### TASK DATA

PR #96, opened 2020-03-10
Fix 761 - Store and use the original attribute values

### LINKED ISSUE #761: CommandButtonSingleClick: Problem in Datatable
If you have a Datatable with a CommandButton in the first column.

```xml
<p:column>
    <p:commandButton id="btnActions" value="Button" 
         oncomplete="alert('#{component.clientId}');" immediate="true" process="@this" />
<p:column>
```

Because in encodeMarkup we are calling button.resolvewidgetVar() it is resolving it incorrectly.

All of the buttons in my table are being rendered with widgetVar :0:

```
frmMain:tblTest:0:btnActions
frmMain:tblTest:0:btnActions
frmMain:tblTest:0:btnActions
frmMain:tblTest:0:btnActions
```

instead of 

```
frmMain:tblTest:0:btnActions
frmMain:tblTest:1:btnActions
frmMain:tblTest:2:btnActions
frmMain:tblTest:3:btnActions
```

jepsar:
Fix https://github.com/primefaces-extensions/primefaces-extensions.github.com/issues/761

### DIFF
--- a/src/main/java/org/primefaces/extensions/renderer/CommandButtonSingleClickRenderer.java
+++ b/src/main/java/org/primefaces/extensions/renderer/CommandButtonSingleClickRenderer.java
@@ -19,6 +19,7 @@ import java.io.IOException;
 import javax.faces.context.FacesContext;
 import org.primefaces.component.commandbutton.CommandButton;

######

--- TASK ---
The data above should be returned exactly as written.

--- ANSWER TO THE EXERCISE ---
PR #96, opened 2020-03-10
Fix 761 - Store and use the original attribute values

### LINKED ISSUE #761: CommandButtonSingleClick: Problem in Datatable
If you have a Datatable with a CommandButton in the first column.

```xml
<p:column>
    <p:commandButton id="btnActions" value="Button" 
         oncomplete="alert('#{component.clientId}');" immediate="true" process="@this" />
<p:column>
```

Because in encodeMarkup we are calling button.resolvewidgetVar() it is resolving it incorrectly.

All of the buttons in my table are being rendered with widgetVar :0:

```
frmMain:tblTest:0:btnActions
frmMain:tblTest:0:btnActions
frmMain:tblTest:0:btnActions
frmMain:tblTest:0:btnActions
```

instead of 

```
frmMain:tblTest:0:btnActions
frmMain:tblTest:1:btnActions
frmMain:tblTest:2:btnActions
frmMain:tblTest:3:btnActions
```

jepsar:
Fix https://github.com/primefaces-extensions/primefaces-extensions.github.com/issues/761

### DIFF
--- a/src/main/java/org/primefaces/extensions/renderer/CommandButtonSingleClickRenderer.java
+++ b/src/main/java/org/primefaces/extensions/renderer/CommandButtonSingleClickRenderer.java
@@ -19,6 +19,7 @@ import java.io.IOException;
 import javax.faces.context.FacesContext;
 import org.primefaces.component.commandbutton.CommandButton;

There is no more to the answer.